DATA PROVIDED:
Issue #1718, opened 2020-04-16
Migrate from `derive-error` to `thiserror`/`anyhow`


CjS77:
`derive-error` served us well, but it's a little long in the tooth and does not seem to be very actively maintained anymore.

EXERCISE BRIEF: Check each line of the listing above for the string "error", then please give the number of lines where it appears and nothing else.

COMPLETED TASK: 2